The resonance frequency of the transformer capacity and no-load inductance has to be min. 3-5 times higher than the nominal operation frequency.
For this reason the designer has to use air gaps in the core, thicker layer insulation and set the secondary winding in a double section bobbin.
If possible the core and the tap between 2 secondary sections should be connected to the ground. Note that the resonance frequency can set 2-3 times lower than the operating frequency using an additional secondary winding with capacitive load.
About spacing within a high voltage “dry” transformer
In order to avoid corona and partial discharging within a transformer we have to follow some very important rules about the value (V/cm) and the form (V/cm^2) of the electrical field.

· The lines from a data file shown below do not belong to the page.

PR #4138, opened 2023-03-30
gha: align stray go 1.19.4 version

thaJeztah:
looks like this one was forgotten to be updated :)

**- What I did**

**- How I did it**

**- How to verify it**


vvoland (approved):

rumpl (approved):
So many places this is defined... :)

thaJeztah:
> So many places this is defined... :)

Yeah, we need to look at this; it was easier in the past where we had 1 or two `GO_VERSION` build-args (which is easier to grep for)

1. The electrical field between 2 parallel, naked wires with the radius R, in air with temperature 25C and pressure 1 at, that will produce the corona effect can be calculated with following formula:
Ec = 33.7 x (1 +0.242/R^0.5) in kV/cm
2. The most critical form of the electrical field for corona has 2 parallel, naked wires.

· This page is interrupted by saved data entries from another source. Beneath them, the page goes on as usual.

PR #4156, opened 2023-04-03
cli/command/container: implement `docker run --annotation`

AkihiroSuda:
**- What I did**
Implemented `docker run --annotation`.

For moby/moby#45025 (Docker v24, API v1.43).

`docker run --annotation foo=bar` is similar to `podman run --annotation foo=bar`, however, unlike Podman, Docker implementation also accepts an annotation with an empty value. (`docker run --annotation foo`)

**- How I did it**

Added the `--annotation` flag as an `*opts.MapOpts`.

**- How to verify it**

Run `docker run --annotation foo=bar`, and run `docker inspect` to confirm that the annotation is set.

cli/command/container: implement `docker run --annotation`

🐧


neersighted (approved):

AkihiroSuda:
> Thanks! This should _probably_ be fine, but before we merge, I want to do a quick check look; ISTR we discussed some of this, and whether or not to add this "as-is", have a "porcelain" option (for runtime annotations), etc. (But it's been some time, so I need to read up / read back on some of that).

This feature has been already implemented in `podman run --annotation`, so my opinion is to just follow their CLI design so that their users can easily adopt `docker run --annotation` too

albers (approved):
Completions LGTM, thanks.

AkihiroSuda:
@thaJeztah Can we merge this?

thaJeztah:
We discussed this in the maintainers meeting, and generally are ok with the current implementation. There were some concerns;

- Is "annotation" confusing (vs "label")? We could probably borrow some of the wording from https://kubernetes.io/docs/concepts/overview/working-with-objects/annotations/ to explain the differences
- Is it clear enough this is passed through to the runtime? We discussed describing it as "stored on the container, and passed through to the OCI runtime" 
- We discussed the `=` being optional; we don't expect these to (like `--env`) ever take values from the environment, and that to be ambiguous, so we're good with that (easier to use)
- We _do_ want @Oyabun to have a quick look before merging.

Thanks!

cli/command/container/opts.go
```diff
@@ -297,6 +299,10 @@ func addFlags(flags *pflag.FlagSet) *containerOptions {
 
 	flags.BoolVar(&copts.init, "init", false, "Run an init inside the container that forwards signals and reaps processes")
 	flags.SetAnnotation("init", "version", []string{"1.25"})
+
+	flags.Var(copts.annotations, "annotation", "Add annotations to container")
```
tianon, line 303: Something like this, maybe?

```suggestion
	flags.Var(copts.annotations, "annotation", "Add annotations to the container (passed through to the OCI runtime)")
```

(for the relevant item in https://github.com/docker/cli/pull/4156#issuecomment-1507468378)

thaJeztah: ^^ LGTM (forgot to write that down, but we discussed that as description for the flag) (thanks!)

contrib/completion/fish/docker.fish
```diff
@@ -178,6 +178,7 @@ complete -c docker -A -f -n '__fish_seen_subcommand_from cp' -l help -d 'Print u
 # create
 complete -c docker -f -n '__fish_docker_no_subcommand' -a create -d 'Create a new container'
 complete -c docker -A -f -n '__fish_seen_subcommand_from create' -l add-host -d 'Add a custom host-to-IP mapping (host:ip)'
+complete -c docker -A -f -n '__fish_seen_subcommand_from create' -l annotation -d 'Add annotations to container'
```
thaJeztah, line 181: (don't forget to update these as well when updating the flag description) ❤️

cli/command/container/opts.go
AkihiroSuda: done

contrib/completion/fish/docker.fish
AkihiroSuda: done

tianon (approved):

thaJeztah (approved):
LGTM

I haven't seen strong voices about alternative naming for the flag, so I'll bring this one in. Thanks!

Note that the same form has the configuration of one wire and one plate. All other configurations of electrodes with the same radius an distances as 2 parallel, naked wires have less critical form of electrical field.
The most critical configurations for corona within a transformer are shown in the following picture.

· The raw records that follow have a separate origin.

PR #4165, opened 2023-04-06
Add unit information about `docker builder prune --filter until=XXX`

lyrixx:
ref: 
* https://github.com/moby/moby/blob/master/builder/builder-next/builder.go#L611-L636
* https://pkg.go.dev/time#ParseDuration


lyrixx:
What should I do to finish this PR?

Find the voltage between the wire and plate that will produce the corona the following parameters of the configuration:
- R = 40mil = 0.1016cm
- D = 1 in = 2.54cm
This is the electrical field that will produce the corona:
Ec = 33.7 (1 +0.242/0.1016)^0.5) = 59.28 kV/cm
This is the voltage between the wire and the plate that will produce the electrical field 59.28 kV/cm and corona:
Uc = Ec R ln(2d/R)) = 59.28 *0.1017 ln(5.08/0.1016) = 23.56kV
Find the voltage between the corner of the core and the winding that will produce the corona the following parameters of the configuration:
- R = 40mil = 0.1016cm
- D = 1 in = 2.54cm
Out of the first example we know Uc = 23.56kV and calculate the gradient of the magnetic field for the configuration wire-plate.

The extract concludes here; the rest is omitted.